◆ **Task description**
Which lines in the records below contain the word "throws"? Copy each of them.

◆ **Given records**
***
PR #2622, opened 2019-07-16
unique error code for lambda failures

agduncan94:
For certain cases for add service and add version to service, return a 418. These are for failures that we don't want lambda to retry.

Lambda will not retry 400 level errors (client errors) but will retry 500 level errors (server errors)

### DIFF
--- a/dockstore-integration-testing/src/test/java/io/dockstore/webservice/ServiceIT.java
+++ b/dockstore-integration-testing/src/test/java/io/dockstore/webservice/ServiceIT.java
@@ -54,6 +54,7 @@ import org.junit.experimental.categories.Category;
 import org.junit.rules.ExpectedException;
 
 import static io.dockstore.common.CommonTestUtilities.getTestingPostgres;
+import static io.dockstore.webservice.Constants.LAMBDA_FAILURE;
 import static org.junit.Assert.assertEquals;
 import static org.junit.Assert.assertFalse;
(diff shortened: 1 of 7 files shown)


dockstore-integration-testing/src/test/java/io/dockstore/webservice/ServiceIT.java
```diff
@@ -241,8 +241,8 @@ public void createServiceDuplicate() throws Exception {
         assertNotNull(service);
         try {
             client.addService(serviceRepo, "admin@admin.com", installationId);
-        } catch (Exception ex) {
-
+        } catch (ApiException ex) {
+            assertEquals("Should have error code 418", 418, ex.getCode());
```
denis-yuen: Should make a constant somewhere in common akin to https://docs.oracle.com/javaee/7/api/javax/ws/rs/core/Response.Status.html#LENGTH_REQUIRED to track this custom http code.

dockstore-webservice/src/main/java/io/dockstore/webservice/Constants.java
```diff
@@ -21,6 +21,7 @@
  */
 public final class Constants {
     public static final String JWT_SECURITY_DEFINITION_NAME = "BEARER";
+    public static final int LAMBDA_FAILURE = 418; // Tell lambda to not try again
```
denis-yuen: Ah, or just make sure you link to it.

PR #2623, opened 2019-07-16
Release/1.7.0 alpha.11

agduncan94:


dockstore-webservice/src/main/resources/openapi3/openapi.yaml
```diff
@@ -4179,7 +4179,7 @@ paths:
                 type: boolean
           description: default response
     get:
-      operationId: getUser
+      operationId: getUser_1
```
denis-yuen: This op is still swapping back and forth with the following. 
Try to set the operationID properly in a follow-up ticket.

PR #2626, opened 2019-07-16
Feature/2498/track tos acceptance

NatalieEO:
Passive acceptance of TOS and privacy policy whenever a user logs in again or registers.


dockstore-webservice/src/main/java/io/dockstore/webservice/resources/TokenResource.java
```diff
@@ -401,6 +408,17 @@ public Token addGoogleToken(@ApiParam(hidden = true) @Auth Optional<User> authUs
         return dockstoreToken;
     }
 
+    private void acceptTOSAndPrivacyPolicy(User user) {
+        if (user.getTOSVersion() != CURRENT_TOS_VERSION) {
+            user.setTOSVersion(CURRENT_TOS_VERSION);
+            user.setTOSVersionAcceptanceDate(new Date());
```
coverbeck: Create date once and use it twice. That way the acceptance time will be the same for both.

dockstore-webservice/src/main/java/io/dockstore/webservice/resources/TokenResource.java
```diff
@@ -378,6 +383,8 @@ public Token addGoogleToken(@ApiParam(hidden = true) @Auth Optional<User> authUs
             }
         }
 
+        acceptTOSAndPrivacyPolicy(user);
```
coverbeck: Hmm, this will be called when a user unlinks/relinks their Google account as well; not just during registration/login.

Same applies to GitHub.

This may be OK, and you may not have another (easy) option. Mentioning it in case anybody can think of an issue.

dockstore-webservice/src/main/java/io/dockstore/webservice/core/PrivacyPolicyVersion.java
```diff
@@ -0,0 +1,25 @@
...
+ *    See the License for the specific language governing permissions and
+ *    limitations under the License.
+ */
+
+package io.dockstore.webservice.core;
+
+import io.swagger.annotations.ApiModel;
+
+@ApiModel(description = "Enumerates which version, if any, of the privacy policy a user has accepted ")
+public enum PrivacyPolicyVersion {
```
coverbeck: I wonder if this and TOSVersion should instead be plain strings, coming from dockstore.yml.

Let's say we need to do an "emergency" update, e.g., some country changes a law that forces us to update the TOS and/or the privacy policy. The way you have it, we will have to do a new web service build in addition to a new UI build (where the PDF's are committed).

On the other hand, it may never occur that we need an emergency update, and it's easier to deal with enums the way you have it.

dockstore-webservice/src/main/java/io/dockstore/webservice/resources/TokenResource.java
```diff
@@ -410,13 +410,14 @@ public Token addGoogleToken(@ApiParam(hidden = true) @Auth Optional<User> authUs
     }
 
     private void acceptTOSAndPrivacyPolicy(User user) {
+        Date date = new Date();
         if (user.getTOSVersion() != CURRENT_TOS_VERSION) {
             user.setTOSVersion(CURRENT_TOS_VERSION);
-            user.setTOSVersionAcceptanceDate(new Date());
+            user.setTOSVersionAcceptanceDate((date));
```
denis-yuen: Not a big deal, but I actually prefer what it was before due to this https://refactoring.com/catalog/reduceScopeOfVariable.html kind of thing. 

i.e. anonymous variable with no scope better than local scope better than larger scope

dockstore-webservice/src/main/java/io/dockstore/webservice/core/PrivacyPolicyVersion.java
denis-yuen: It's a good question. I think we decided in a storytime that we would aim to not make privacy policies/TOS changes more frequent than releases. But seeing it coded up and enforced gives me pause.

dockstore-webservice/src/main/java/io/dockstore/webservice/resources/TokenResource.java
denis-yuen: If I'm reading correctly, the code below won't override if the values are set already, but it would be worth a test to enforce this behaviour (i.e. test verifies that re-logging in doesn't overwrite the dates)

dockstore-webservice/src/main/java/io/dockstore/webservice/resources/TokenResource.java
coverbeck: Yes, good point, it was at the back of my mind as well. I had been going to suggest doing a test at the top for if either condition was not true, but then that seemed like overkill, as you would then have to test each each condition individually again.

I do think it would be weird to have two dates off my milliseconds or less when they should be the same, and that bothered me slightly more. :)

PR #2628, opened 2019-07-17

garyluu:
Opted to not use the SQL query because the /metrics endpoint is easier and is sufficient.  Sometimes the active connection will still linger a bit before disappearing so there's a 10-second wait just in case.

For some reason the `.filter(workflow -> !workflow.getUsers().contains(user))` causes an issue so that's why it's commented out.  Ideally, we would figure out why this happens.

Everything before Jul. 16 is part of identifying the connection leak and fixing it.

Everything else (the much larger chunk of code changes) is for getting rid of certain JDBC libraries and using the Dropwizard recommended JDBI3 (which should use whatever the SUPPORT) is using.  

Additionally, changed the Dropwizard configuration file to abandon 1-min long connections when the pool is over 80% full and log it


dockstore-integration-testing/src/test/java/io/dockstore/client/cli/BaseIT.java
```diff
@@ -55,18 +57,44 @@
...
+        if (active != 0 || waiting != 0) {
+            try {
+                // Waiting 10 seconds to see if active connection disappears
+                TimeUnit.SECONDS.sleep(10);
+                active = (int)gauges.get("io.dropwizard.db.ManagedPooledDataSource.hibernate.active").getValue();
+                waiting = (int)gauges.get("io.dropwizard.db.ManagedPooledDataSource.hibernate.waiting").getValue();
+                Assert.assertEquals("There should be no active connections", 0, active);
+                Assert.assertEquals("There should be no waiting connections", 0, waiting);
+            } catch (InterruptedException e) {
+                e.printStackTrace();
```
denis-yuen: Is there a reason to not just throw an exception here?

dockstore-integration-testing/src/test/java/io/dockstore/client/cli/MockedIT.java
```diff
@@ -81,7 +80,6 @@
 
     @Before
     public void clearDB() throws Exception {
-        CommonTestUtilities.getTestingPostgres().clearDatabase();
```
denis-yuen: I may have missed it, is 
a) the database being cleared elsewhere
b) is your intent here that the database doesn't need to be cleared for these particular tests?

dockstore-integration-testing/src/test/java/io/dockstore/common/CommonTestUtilities.java
```diff
@@ -269,31 +261,40 @@ public static void runOldDockstoreClientWithSpaces(File dockstore, String[] comm
...
+        return new TestingPostgres(support);
+    }
+
     public static void checkToolList(String log) {
         Assert.assertTrue(log.contains("NAME"));
         Assert.assertTrue(log.contains("DESCRIPTION"));
         Assert.assertTrue(log.contains("Git Repo"));
     }
+    public static class TestingPostgres {
+        Jdbi jdbi;
```
denis-yuen: Neat!

denis-yuen:
> Additionally, changed the Dropwizard configuration file to abandon 1-min long connections when the pool is over 80% full and log it

Can you describe your experiments with this specifically in the PR for that change? To be clear, is it smart enough to wait 1-min after a connection becomes not busy, i.e. will this cut off long running requests like a refresh all which might run longer than 1-min?

garyluu:
> > Additionally, changed the Dropwizard configuration file to abandon 1-min long connections when the pool is over 80% full and log it
> 
> Can you describe your experiments with this specifically in the PR for that change? To be clear, is it smart enough to wait 1-min after a connection becomes not busy, i.e. will this cut off long running requests like a refresh all which might run longer than 1-min?

Refresh all appears to continuous change the query start time in which it never runs longer than 1-min (for me) and is not eligible for abandonment

dockstore-integration-testing/src/test/java/io/dockstore/client/cli/MockedIT.java
garyluu: There is no database here, everything is mocked.

PR #2629, opened 2019-07-17
Feature/seab 321/fix and test connection pool leak

garyluu:
This fixes and tests for the database connection pool leak


garyluu:
Push disabled because waste of Travis resources

dockstore-webservice/src/main/java/io/dockstore/webservice/resources/WorkflowResource.java
```diff
@@ -1057,7 +1057,14 @@ public Workflow publish(@ApiParam(hidden = true) @Auth User user,
             // Create a SharedWorkFlow map for each Role and the list of workflows that belong to it
             final List<Workflow> workflows = workflowList.stream()
                 // Filter only the workflows that belong to the current Role and where the user is not the owner
-                .filter(workflow -> e.getValue().contains(workflow.getWorkflowPath()) && !workflow.getUsers().contains(user))
+                .filter(workflow -> e.getValue().contains(workflow.getWorkflowPath()))
+                .filter(workflow -> {
+                    String workflowPath = workflow.getWorkflowPath();
+                    Workflow byPath = workflowDAO.findByPath(workflowPath, false);
```
denis-yuen: This is bizarre but a good find

coverbeck: > This is bizarre but a good find

Agreed!

It's also a little unfortunate, because this code was written to improve performance, so that we wouldn't be fetching each workflow from the database one at a time.

I wonder if the bug isn't in WorkflowDAO.findByPaths. I was looking at the code and notice it does:

```
        ...
        EntityManager entityManager = currentSession().getEntityManagerFactory().createEntityManager();
        return entityManager.createQuery(q).getResultList();
```

whereas the the code in WorkflowDAO.findByPath just does:

```
        ...
        return uniqueResult(query);
```
What if we change the WorkflowDAO.findByPaths code to be:

```
return list(q);
```

I don't know Hibernate well, but I wonder if creating the second EntityManager leads to the issue?

It's more important to get the fix in, so that could be tracked as a separate issue and/or PR, especially now that you have tests (hooray!) to catch this.

PR #2630, opened 2019-07-17
Replace DBCP2 with JDBI

garyluu:
Replace DBCP2 with JDBI (which is supposed to use whatever SUPPORT uses)


garyluu:
Push disabled

dockstore-client/pom.xml
```diff
@@ -48,14 +48,6 @@
                     <groupId>org.postgresql</groupId>
                     <artifactId>postgresql</artifactId>
                 </exclusion>
-                <exclusion>
```
denis-yuen: Might be explained later, but instead of excluding would seem to be better to delete outright from dockstore-common

dockstore-common/pom.xml
```diff
@@ -36,18 +36,6 @@
             <groupId>com.github.zafarkhaja</groupId>
             <artifactId>java-semver</artifactId>
         </dependency>
-        <dependency>
```
denis-yuen: Ah, if they are deleted here, the above exclusion should be unnecessary

dockstore-common/pom.xml
```diff
@@ -69,10 +57,6 @@
             <groupId>org.slf4j</groupId>
             <artifactId>slf4j-api</artifactId>
         </dependency>
-        <dependency>
```
denis-yuen: Neat

dockstore-common/src/test/java/io/dockstore/common/PipHelperTest.java
```diff
@@ -3,8 +3,6 @@
 import org.junit.Assert;
 import org.junit.Test;
 
-import static org.junit.Assert.*;
```
denis-yuen: Good find, please create a ticket for 1.8.0 to apply checkstyle.xml to tests already

dockstore-common/pom.xml
garyluu: It didn't make sense to me to exclude something that's not there in the first place.

dockstore-client/pom.xml
garyluu: I'm not excluding it, I'm removing the exclusion because it's not there in the first place anymore

garyluu:
legit merge issues :(

garyluu:
I changed a few things in an attempt to get the CircleCI memory issue resolved (none of which did anything).  The only thing that did fix it is with the last commit.

PR #2633, opened 2019-07-17
Feature/seab 321/abandon connections

garyluu:
When the number of connections has exceeded 80%, tomcat JDBC will look for connections to abandon.  Connections that are eligible are ones that have run for over a min.  If abandoned, the logs will print a stacktrace to indicate the culprit.  "Refresh all" appears to not have long-lasting connections that would be eligible for abandonment.

There's a variable to change the timeout from the default 1 min to something else if need be


garyluu:
Previously when I ran the problematic endpoints a few hundred times, it would get stuck and go no further after the first few dozen.  Now, it will stop after the first few dozen, wait until a minute has elapsed, free up some connections, before continuing the next batch and repeat.

coverbeck:
1. What is the behavior on the client side when a connection is abandoned mid-processing of API call? Users gets a 5xx response?
2. FYI, From the performance tests, if we have a large number of published workflows (6,000), the TRS calls start to take over a minute.
3. If there is a variable that controls the time, maybe it's best to have it in the config file, even if you aren't changing the default, so we would know how to change it if need be.

garyluu:
> 1. What is the behavior on the client side when a connection is abandoned mid-processing of API call? Users gets a 5xx response?
> 2. FYI, From the performance tests, if we have a large number of published workflows (6,000), the TRS calls to fetch all workflows start to take over a minute.
> 3. If there is a variable that controls the time, maybe it's best to have it in the config file, even if you aren't changing the default, so we would know how to change it if need be.

1.  I haven't been able to test that.  Even the connection leak endpoint still sends a perfectly valid response to the user (even though it behind leaves an idle connection).  As for the other endpoints, either A. the connection to the DB begins and successfully finishes (no change to the user) or B. there's too many connections and it'll say what we all observed when the issue was first created.
2. As mentioned, it doesn't appear to use a single connection to do all the queries so none of them are eligible for abandonment.  
3. I personally think it's far too easy to look up in the future and adding it now would cause unnecessary clutter unless the timeout is changed.  If you asked me like 2 years from now, I can probably figure it out in under a min.  Google Dropwizard configuration file > scroll down to database section > rest is obvious

prepare_confidential_upload.sh
```diff
@@ -0,0 +1,13 @@
+#!/usr/bin/env bash
+# this takes the confidential data from the appropriate places in our build directories and puts it all into one folder for uploading to Google Drive
+# warning: do not commit this data accidentally!
```
denis-yuen: Took me a couple re-reads to get this, should probably explicitly say that the folder/zip file shouldn't be committed as opposed this script.

denis-yuen:
> Are you going to change the web.yml in compose_setup as well, or is this only going to be in the tests for now?

@garyluu  Should probably be in compose_setup/staging to test it out + cloud watch alarm.

prepare_confidential_upload.sh
garyluu: Oh, I just copied and slightly modified it from the expand script

Issue #2638, opened 2019-07-18
SharedWorkflow connection leak


garyluu:
### Desired behaviour
get SharedWorkflows endpoint is using a temporary solution to avoid the connection leak.  Should investigate why the more optimized `.filter(workflow -> !workflow.getUsers().contains(user))` causes a leak

[~nperez9] use performance testing framework

┆Issue is synchronized with this [Jira Story](https://ucsc-cgl.atlassian.net/browse/DOCK-824)
┆Issue Type: Story
┆Fix Versions: Dockstore 1.7
┆Sprint: Seabright Sprint 16 Pram
┆Issue Number: DOCK-824

denis-yuen:
https://github.com/dockstore/dockstore/pull/2629#discussion_r304652725 is worth a try 
it does look suspicious to me

denis-yuen:
@coverbeck for review, maybe this can be hooked up to the performance tester. 
Feel free to delegate

NatalieEO:
Ran curl for sharedworkflow endpoint 1000 times, staging seems to be fine
API - 1.7.0-rc.0 
UI - 2.4.0-rc.0

PR #2640, opened 2019-07-18
Avoid creating redundant entity manager

denis-yuen:
Testing alternate fix for #2638 

Also remove pattern from other endpoints, just in case

### DIFF
--- a/dockstore-webservice/src/main/java/io/dockstore/webservice/resources/UserResource.java
+++ b/dockstore-webservice/src/main/java/io/dockstore/webservice/resources/UserResource.java
@@ -69,6 +69,7 @@ import io.swagger.annotations.Api;
 import io.swagger.annotations.ApiOperation;
 import io.swagger.annotations.ApiParam;
 import io.swagger.annotations.Authorization;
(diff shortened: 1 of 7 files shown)


dockstore-webservice/src/main/java/io/dockstore/webservice/resources/UserResource.java
```diff
@@ -141,7 +143,8 @@ public User getUser(@ApiParam(hidden = true) @Auth User authUser, @ApiParam("Use
     @Timed
     @UnitOfWork(readOnly = true)
     @Path("/user")
-    @ApiOperation(value = "Get the logged-in user.", authorizations = { @Authorization(value = JWT_SECURITY_DEFINITION_NAME) }, response = User.class)
+    @Operation(operationId = "getUser")
+    @ApiOperation(nickname = "getUser", value = "Get the logged-in user.", authorizations = { @Authorization(value = JWT_SECURITY_DEFINITION_NAME) }, response = User.class)
```
coverbeck: 👍 
Ah, never knew why the generated swagger.yaml wouldn't always be the same.

PR #2642, opened 2019-07-18
Feature/sync service with GitHub

agduncan94:
* Refresh individual service now works (only grabs releases, not all versions/branches)
* Add version to service even if invalid .dockstore.yml
* Basic validation for dockstore.yml for services

https://github.com/dockstore/dockstore/issues/2643


dockstore-webservice/src/main/java/io/dockstore/webservice/languages/LanguagePluginHandler.java
```diff
@@ -58,7 +66,57 @@ public Entry parseWorkflowContent(Entry entry, String filepath, String content,
 
     @Override
     public VersionTypeValidation validateWorkflowSet(Set<SourceFile> sourcefiles, String primaryDescriptorFilePath) {
-        return new VersionTypeValidation(true, new HashMap<>());
+        if (minimalLanguageInterface instanceof RecommendedLanguageInterface) {
+            Optional<SourceFile> mainDescriptor = sourcefiles.stream()
+                    .filter((sourceFile -> Objects.equals(sourceFile.getPath(), primaryDescriptorFilePath))).findFirst();
+            String content = null;
```
coverbeck: You could instead have `String content = mainDescriptor.orElseGet(null)`, or something like that.

dockstore-webservice/src/main/java/io/dockstore/webservice/languages/ServicePrototypePlugin.java
```diff
@@ -39,13 +42,30 @@ public String launchInstructions(String trsID) {
...
-        //            }
-        //        }
+
+        Map<String, String> validationMessageObject = new HashMap<>();
+
+        Yaml yaml = new Yaml();
+        List<String> files;
+        boolean isValid = true;
+        try {
+            Map<String, Object> map = yaml.load(contents);
```
coverbeck: You could also define a class for this; I have done it that way in branch. But this is fine.

dockstore-webservice/src/main/java/io/dockstore/webservice/languages/ServicePrototypePlugin.java
```diff
@@ -39,13 +42,30 @@ public String launchInstructions(String trsID) {
...
+            Map<String, Object> serviceObject = (Map<String, Object>)map.get("service");
+            if (serviceObject == null) {
+                validationMessageObject.put(initialPath, "Service key does not exist.");
```
coverbeck: Suggest the `The key "service" does not exist`, otherwise the error message might be read as there should be a capital S.

dockstore-webservice/src/main/java/io/dockstore/webservice/languages/ServicePrototypePlugin.java
```diff
@@ -39,13 +42,30 @@ public String launchInstructions(String trsID) {
...
+                isValid = false;
+            } else {
+                files = (List<String>)serviceObject.get("files");
+                if (files == null) {
+                    validationMessageObject.put(initialPath, "Files key does not exist.");
+                    isValid = false;
+                }
+            }
+        } catch (YAMLException | ClassCastException ex) {
+            validationMessageObject.put(initialPath, ex.getMessage());
```
coverbeck: See previous comment

dockstore-webservice/src/main/java/io/dockstore/webservice/languages/ServicePrototypePlugin.java
agduncan94: I figure this section is going to change a lot more as we finalise the dockstore.yml, so for now I'll keep it very basic.

dockstore-webservice/src/main/java/io/dockstore/webservice/languages/LanguagePluginHandler.java
```diff
@@ -58,7 +66,57 @@ public Entry parseWorkflowContent(Entry entry, String filepath, String content,
...
+                break;
+            case CWL_TEST_JSON:
+            case WDL_TEST_JSON:
+            case NEXTFLOW_TEST_PARAMS:
+            case DOCKSTORE_SERVICE_TEST_JSON:
+                fileType = MinimalLanguageInterface.GenericFileType.TEST_PARAMETER_FILE;
+                break;
+            default:
+                fileType = MinimalLanguageInterface.GenericFileType.CONTAINERFILE;
+                break;
```
denis-yuen: Nitpick: the break is kind of pointless in the default case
***
◆ **Answer space**
@@ -241,8 +241,8 @@ public void createServiceDuplicate() throws Exception {
     public void clearDB() throws Exception {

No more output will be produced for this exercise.